The unnamed worker was frustrated with the lack of preparation for work from home at Conduent. “They’re dragging their feet. The longer they take, the less they have to worry about getting people back into the office. They’re not offering to pay anybody’s phone bill or Comcast bill for working at home. They’re not increasing their pay. They’re not accommodating anything.” Some people have been able to take equipment home in order to work from home, but she said that she was told she would not be able to.
Kristen Runk, who works at a Maximus call center in Lawrence, Kansas, spoke of similar conditions. She takes calls related to the health insurance marketplace, and she too has gotten much busier since the coronavirus crisis began. “It’s not necessarily about the coronavirus, it’s about people wanting to change their income, people saying they’re now out of work, I have a different source of income now, or just wanting to update something.” This time of year is already a busy time for them, she said, since people get a ninety-day window to verify their income from the open enrollment period.

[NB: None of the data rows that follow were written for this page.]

PR #1190, opened 2025-05-16
Trying to test disk.io providers under github actions

ArneTR:
## Greptile Summary

This PR enables disk I/O metric providers in the test configuration for GitHub Actions testing, adding both system-level procfs and container-level cgroup providers.

- Added `disk.io.procfs.system.provider.DiskIoProcfsSystemProvider` in `/tests/test-config.yml.example` for system-wide disk I/O monitoring
- Added `disk.io.cgroup.container.provider.DiskIoCgroupContainerProvider` in `/tests/test-config.yml.example` for container-specific disk I/O metrics
- Both providers configured with resolution: 99 to match existing metric provider settings

### DIFF
--- a/tests/test-config.yml.example
+++ b/tests/test-config.yml.example
@@ -70,8 +70,8 @@ measurement:
     linux:
       cpu.utilization.procfs.system.provider.CpuUtilizationProcfsSystemProvider:
         resolution: 99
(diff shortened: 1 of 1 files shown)


ArneTR:
We need to get the sector size through a different mean.

This could be an option: https://chatgpt.com/share/68273e8c-0744-8007-bb05-39530571f049

PR #1191, opened 2025-05-16
Hotfix: Compare values were 3 orders of magnitude to low due to double division

ArneTR:
This PR introduces a QoL feature by:
- Showing untransformed and unrounded values in title of values in metrics table
- If a value is lower than the rounding resolution and/or really 0 a tooltip warning is added

Fix:
- The frontend was displaying values wrongly as multiple orders of magnitude too low in comparison mode for diffing
  - Repeated runs were not affected
  - Single run display was not affected
  - API data retrieval was not affected.
  - Key metric boxes where unaffected
  - The relative deviation was not affected (percentage display in right column)

PR is already live on metrics.green-coding.io in this state.

However PR will stay open until tests are added to avoid regression

## Screenshots QoL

Maximus, she said, was allowing more people to work from home, but her position would be one of the last to be allowed such accommodation because of the nature of her work. “If it’s a representative who calls us, we actually get into their computers, so we can take over the screen and look at it. And they’re trying to figure out how to do that from home.”

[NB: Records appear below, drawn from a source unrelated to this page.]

PR #1195, opened 2025-05-21
Checking outside symlinks when cloning from URL

ArneTR:
## Greptile Summary

Added security measures to prevent directory traversal attacks by checking for symlinks that point outside repository directories when cloning from URLs in the Green Metrics Tool.

- Added `is_outside_symlink()` and `find_outside_symlinks()` in `lib/utils.py` to detect potentially malicious symlinks using `os.path.realpath()`
- Integrated symlink security checks in `lib/scenario_runner.py` to prevent unauthorized file access when cloning repositories
- Added test cases in `tests/test_usage_scenario.py` to validate symlink security features
- Consider improving error handling for permission issues and access errors in symlink detection

### DIFF
--- a/lib/utils.py
+++ b/lib/utils.py
@@ -12,6 +12,23 @@ from lib.db import DB
 
 CURRENT_DIR = os.path.dirname(os.path.abspath(__file__))
 
+def is_outside_symlink(base_dir, symlink_path):
+    try:
+        target = os.readlink(symlink_path)
+        abs_target = os.path.abspath(os.path.join(os.path.dirname(symlink_path), target))
+        return not abs_target.startswith(os.path.abspath(base_dir)), abs_target
+    except OSError:
+        return False, None  # Not a symlink
+
+def find_outside_symlinks(base_dir):
+    for root, dirs, files in os.walk(base_dir):
+        for name in dirs + files:
+            full_path = os.path.join(root, name)
+            is_outside, target = is_outside_symlink(base_dir, full_path)
+            if is_outside:
+                return f"{full_path} → {target}"
+    return None
+
 def remove_git_suffix(url):
     if url.endswith('.git'):
         return url[:-4]
--- a/lib/utils.py
+++ b/lib/utils.py
@@ -14,7 +14,7 @@ CURRENT_DIR = os.path.dirname(os.path.abspath(__file__))
 
 def is_outside_symlink(base_dir, symlink_path):
     try:
-        abs_target = os.path.realpath(os.path.join(os.path.dirname(symlink_path), symlink_path))
+        abs_target = os.path.realpath(symlink_path)
         return not abs_target.startswith(os.path.realpath(base_dir)), abs_target
     except OSError:
         return False, None  # Not a symlink
--- a/lib/utils.py
+++ b/lib/utils.py
@@ -14,9 +14,8 @@ CURRENT_DIR = os.path.dirname(os.path.abspath(__file__))
 
 def is_outside_symlink(base_dir, symlink_path):
     try:
-        target = os.readlink(symlink_path)
-        abs_target = os.path.abspath(os.path.join(os.path.dirname(symlink_path), target))
-        return not abs_target.startswith(os.path.abspath(base_dir)), abs_target
+        abs_target = os.path.realpath(os.path.join(os.path.dirname(symlink_path), symlink_path))
+        return not abs_target.startswith(os.path.realpath(base_dir)), abs_target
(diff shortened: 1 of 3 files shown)


lib/utils.py
```diff
@@ -12,6 +12,23 @@
 
 CURRENT_DIR = os.path.dirname(os.path.abspath(__file__))
 
+def is_outside_symlink(base_dir, symlink_path):
+    try:
+        target = os.readlink(symlink_path)
+        abs_target = os.path.abspath(os.path.join(os.path.dirname(symlink_path), target))
```
ribalba, line 18: I think this will still fail if you have a link pointing to a link. I think that is why we used `realpath` before

ribalba (changes requested):

lib/utils.py
ArneTR: You point out an interesting behaviour and apparently my understanding of .abspath was wrong. I thought it does what .realpath does. Thanks for pointing that out.

I added a test which created the crafted symlink `/tmp/repo/subfolder/../../../etc/passwd` bc then the .startswith comparison makes an abspath look like it is in the repo. but the realpath will resolve to `/etc/passwd`

I also thought about checking if a symlink actually resolves or not at the time of the repo checkout. But tampering afterwards is not really possible as the host os is not touched anymore and the folder is read-only anyway.

Can you give it another look? @ribalba

ArneTR:
@greptileai

ArneTR:
> Reading this https://amalmurali.me/posts/git-rce/ We might also think about
> 
> ```
> git clone -c core.symlinks=false -c protocol.file.allow=never
> ```
> 
> and just not allow symlinks on the cluster. If we want to make it even safer.

I think inside symlinks should be allowed. Added a test to make a regression check for that so we keep that in mind

lib/utils.py
```diff
@@ -12,6 +12,22 @@
 
 CURRENT_DIR = os.path.dirname(os.path.abspath(__file__))
 
+def is_outside_symlink(base_dir, symlink_path):
+    try:
+        abs_target = os.path.realpath(symlink_path)
+        return not abs_target.startswith(os.path.realpath(base_dir)), abs_target
+    except OSError:
```
ribalba, line 19: In this new implementation what does trigger the `OSError`?

lib/utils.py
```diff
@@ -12,6 +12,22 @@
...
+        return False, None  # Not a symlink
```
ribalba, line 20: I also found the `os.path.commonpath` which might be a little better than `startswith` 

Also the `path` has a `resolve()` which resolves all symlinks.

lib/utils.py
```diff
@@ -12,6 +12,22 @@
...
+
+def find_outside_symlinks(base_dir):
+    for root, dirs, files in os.walk(base_dir):
```
ribalba, line 23: I think I might have found another attack. Not quite sure how to exploit it though right now. os.walk does not follow symlinks: https://docs.python.org/3.9/library/os.html?highlight=os%20walk
```
By default, walk() will not walk down into symbolic links that resolve to directories. Set followlinks to True to visit directories pointed to by symlinks, on systems that support them.
```
so maybe you could point to a dir that you can then somehow have a symlink in that will then not be checked. I am not going to spend too much time on this but maybe if you check in a dir where the permissions don't allow anything and then because you are root in the container you can access this dir. But I haven't tried it

ArneTR: good point to think about. But I think from a security point it does not matter. What we want to know is if the symlink goes out of the directory. As soon as walk finds one and it goes that will be alerted.

The user can link internally of the repository as much as they want. Since to be an effective escape they must link to the outside at some point. So even if one links to another symlink internally as long as THAT target does not link out it does not matter if we follow symlinks or not.

Actually it would be the other way round and you could trigger an endless recursion. So I would argue os.walk is fine

Do you agree?

ArneTR:
> > I think inside symlinks should be allowed. Added a test to make a regression check for that so we keep that in mind
> 
> I would probably vote to make it more secure. You can always create a symlink in the setup commands if you want to and getting this code right seems quite complex and prone for errors. For example if we ever allow write in the mounted folder as we have discussed before.

I agree that it would make it more secure as it would reduce possible stuff we overlooked.

However I would want people to have repositories that have symlinks and use them with GMT. It will be a very hard to find quirk if GMT does not check out symlinks.
If you have an NGINX configuration for instance it will most likely have symlinks as sites-enabled are all symlinked.

But happy to discuss further

PR #1213, opened 2025-06-03
POC: Generating OpenAPI client

winniehell:


api/main.py
```diff
@@ -173,6 +174,11 @@ async def update_user_setting(setting: UserSetting, user: User = Depends(authent
     from ee.api import ai_optimisations
     app.include_router(ai_optimisations.router)
 
+for route in app.routes:
```
winniehell, line 177: see c9e1aed9c84dadf9780490f638a1550cf8a7a848

frontend/js/stats.js
```diff
@@ -77,7 +79,8 @@ const fetchAndFillRunData = async (url_params) => {
     let run = null;
 
     try {
-        run = await makeAPICall('/v2/run/' + url_params['id'])
+        const api = new DefaultApi();
+        run = await api.getRun(url_params['id']);
```
winniehell, line 83: this is the relevant improvement. when using TypeScript, there could even be validation for parameters and responses on the client side

generate-api-client.sh
```diff
@@ -0,0 +1,18 @@
...
+
+set -euo pipefail
+
+output_directory="$(dirname $0)/frontend/js/api/"
+
+rm -rf "${output_directory}"
+
+openapi-generator-cli generate \
+  --generator-name javascript \
+  --input-spec http://127.0.0.1:8000/openapi.json \
```
winniehell, line 11: instead of using the backend port, a local file can be used

winniehell:
> Description missing

sorry about that! it was not meant to be a standalone changeset but only an additional proof of concept to highlight what we had talked about. I've added a proper description now.

> Is it a generator for OpenAI? Or is the generator bash script just linked for compeleteness and was initally used?

it uses a library (https://openapi-generator.tech/) to generate code from the specification provided by FastAPI. the bash script is just for documenting the command line flags that I have used. most of them could be added to a config file. whether or not to keep a script as a shortcut for the generator command is a matter of taste.

the command (or script) needs to be run whenever the backend API changes.

> This seems like a lot of boilerplate just to query the simple API.

that is true and most of it is due to the fact that OpenAPI is strictly typed while JavaScript is not. there is much less boilerplate when using TypeScript (but that would be a separate discussion). some of the boilerplate can be avoided by fine tuning the config and there is also an open feature request to skip client side validation and rely on server side validation instead: https://github.com/OpenAPITools/openapi-generator/issues/4168

> Can it not be used with a classical external tool instead of carrying everything inside the repository?

I think I have answered most of the question above. whether to add the (redundant) client code to the repository or not is a highly subjective matter. personally I prefer to do so because then you can search in it or run git blame without navigating to the backend (essentially avoiding context switches).

ArneTR:
We decided we do not want to have the boilerplate or a node client in the core repo. Thanks for the pointers though!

In the meantime, her supervisor had spaced them at alternate desks, but, she said, “there are spaces within the building [where] you can’t physically be six-feet apart if you’re walking in the same hallway.” And doing the job with a mask on, she said, might make phone communication difficult.

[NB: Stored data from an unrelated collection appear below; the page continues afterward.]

PR #1223, opened 2025-06-13
Fix script prune_db.py

davidkopp:
This PR fixes the script `tools/prune_db.py` to be able to remove failed runs or remove all measurement data.

### DIFF
--- a/tools/prune_db.py
+++ b/tools/prune_db.py
@@ -6,7 +6,7 @@ import faulthandler
 faulthandler.enable(file=sys.__stderr__)  # will catch segfaults and write to stderr
 
 from lib.db import DB
-from psycopg import errors
+from lib.global_config import GlobalConfig
 
 if __name__ == '__main__':
     import argparse
@@ -20,12 +20,17 @@ if __name__ == '__main__':
         print("This will remove ALL runs, measurement, CI, carbonDB and hog data from the DB. Continue? (y/N)")
         answer = sys.stdin.readline()
         if answer.strip().lower() == 'y':
-            tables = ['runs', 'ci_measurements', 'hog_measurements', 'carbondb_data', 'carbondb_data_raw']
-            for table in tables:
-                try:
-                    DB().query(f"TRUNCATE TABLE {table} CASCADE")
-                except errors.UndefinedTable:
-                    continue
+            DB().query(f"TRUNCATE TABLE runs CASCADE")
+            DB().query(f"TRUNCATE TABLE ci_measurements CASCADE")
+
+            if GlobalConfig().config.get('activate_carbon_db', False):
+                from ee.tools.prune_db_ee import prune_carbondb
+                prune_carbondb()
+
+            if GlobalConfig().config.get('activate_power_hog', False):
+                from ee.tools.prune_db_ee import prune_power_hog
+                prune_power_hog()
+
             print("Done")
     elif args.mode == 'failed-runs':
         print("This will remove all runs that have not ended, which includes failed ones, but also possibly running, so be sure no measurement is currently active. Continue? (y/N)")
--- a/tools/prune_db.py
+++ b/tools/prune_db.py
@@ -31,5 +31,5 @@ if __name__ == '__main__':
         print("This will remove all runs that have not ended, which includes failed ones, but also possibly running, so be sure no measurement is currently active. Continue? (y/N)")
         answer = sys.stdin.readline()
         if answer.strip().lower() == 'y':
-            DB().query('DELETE FROM runs WHERE failed = TRUE')
+            DB().query('DELETE FROM runs WHERE failed = TRUE OR end_measurement IS NULL')
             print("Done")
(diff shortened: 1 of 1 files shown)


tools/prune_db.py
```diff
@@ -19,15 +20,16 @@
         print("This will remove ALL runs, measurement, CI, carbonDB and hog data from the DB. Continue? (y/N)")
         answer = sys.stdin.readline()
         if answer.strip().lower() == 'y':
-            DB().query('TRUNCATE runs CASCADE')
-            DB().query('TRUNCATE ci_measurements CASCADE')
-            DB().query('TRUNCATE hog_measurements CASCADE')
-            DB().query('TRUNCATE carbondb_energy_data CASCADE')
-            DB().query('TRUNCATE carbondb_energy_data_day CASCADE')
+            tables = ['runs', 'ci_measurements', 'hog_measurements', 'carbondb_data', 'carbondb_data_raw']
```
ArneTR: I think it would be a cleaner option to introduce a switch here where you can select 'non-ee' and 'ee' tables.

Basically the pune_db script could have an '--ee' switch to decided then which tables to include

tools/prune_db.py
```diff
@@ -19,15 +20,16 @@
...
+                    DB().query(f"TRUNCATE TABLE {table} CASCADE")
+                except errors.UndefinedTable:
+                    continue
             print("Done")
     elif args.mode == 'failed-runs':
         print("This will remove all runs that have not ended, which includes failed ones, but also possibly running, so be sure no measurement is currently active. Continue? (y/N)")
         answer = sys.stdin.readline()
         if answer.strip().lower() == 'y':
-            DB().query('DELETE FROM runs WHERE end_measurement IS NULL')
+            DB().query('DELETE FROM runs WHERE failed = TRUE')
```
ArneTR: Did you experience issues with using `end_measurement is NULL`. At the moment the reality in the database is often that runs that had hard hickups do not get failed = TRUE set as the DB failed before that. But not having end_measurement is more reliable.

ArneTR (changes requested):
Thanks for the PR!

I totally see to update this script to work in non enteprise GMT mode.

I left some ideas and comments for discussion. Happy for your feedback

tools/prune_db.py
davidkopp: Yes, I had measurement runs in the database that ran until the end, but were correctly marked as failed. The attribute `end_measurement` was therefore not NULL and the script was not able to delete these failed measurements from the database.

So the query should be changed to `DELETE FROM runs WHERE failed = TRUE OR end_measurement IS NULL`?

tools/prune_db.py
davidkopp: Which ee tables are relevant here? (I don't have access to the enterprise version, so I can't it look up)

tools/prune_db.py
ArneTR: jap, that would be a better condition then.

This DB field is due for a refactor in the near future anyway. But checking for `failed = TRUE OR end_measurement IS NULL ` should be the best for now.

tools/prune_db.py
ArneTR: I am imagining more something like this:

```
if GlobalConfig().config.get('activate_carbon_db', False):
    from ee.tools.prune_db_ee import prune_carbondb
    prune_carbondb()

if GlobalConfig().config.get('activate_power_hog', False):
    from ee.tools.prune_db_ee import prune_power_hog
    prune_power_hog()
```

instead of the direct DB().query(...) calls.

In now feel that the code should have no knowlege of the tables necessarily. Only a function signature. That the calls are still in there seems like a missing code artifact from the refactor a while ago.

Since the code does not yet exist you can also suggest a different approach. I will then handle the appropriate implementation in the EE code

davidkopp: It makes sense to call a function here from the ee library. So I used your code now.

tools/prune_db.py
```diff
@@ -19,15 +20,21 @@
         print("This will remove ALL runs, measurement, CI, carbonDB and hog data from the DB. Continue? (y/N)")
         answer = sys.stdin.readline()
         if answer.strip().lower() == 'y':
-            DB().query('TRUNCATE runs CASCADE')
-            DB().query('TRUNCATE ci_measurements CASCADE')
-            DB().query('TRUNCATE hog_measurements CASCADE')
-            DB().query('TRUNCATE carbondb_energy_data CASCADE')
-            DB().query('TRUNCATE carbondb_energy_data_day CASCADE')
+            DB().query(f"TRUNCATE TABLE runs CASCADE")
```
ArneTR, line 23: fstring unnecessary

tools/prune_db.py
```diff
@@ -19,15 +20,21 @@
...
+            DB().query(f"TRUNCATE TABLE ci_measurements CASCADE")
```
ArneTR, line 24: fstring unnecessary

ArneTR:
Looks good! 

My pylint complained about the unnecessary f-strings. Will fix from my side after merge.

Thanks for the pro-active PR!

“What I would like personally with all of this is a little bit more transparency,” Runk said. It was unclear what the process was for getting sick time approved, and, she said, people complained of the approval process taking days. She understood, she said, that there is “an increased need for what we do right now. And we need to help people. We need to do it safely.”
Runk has been part of a process to organize her workplace to join the CWA, which is still in progress. She said that some of her coworkers seemed more interested in the union because of the crisis. The workers are collecting signatures on a petition to Maximus’s CEO, calling for him to meet with them to clarify the processes and ensure that safety precautions were being applied across the board. But, she noted,
some people really just want a place to vent. We are really trying to get people who want to be a part of this and who want to work at this. Because that’s what it is. It’s not somebody coming in and saying, “I’m going to fix everything for you.” We need to decide what we want. In terms of the union, that’s what I’m interested in. I want to be part of the change.
Sarah Jaffe is a reporting fellow at the Type Media Center, the author of Necessary Trouble: American in Revolt, and the co-host of Dissent’s Belabored podcast.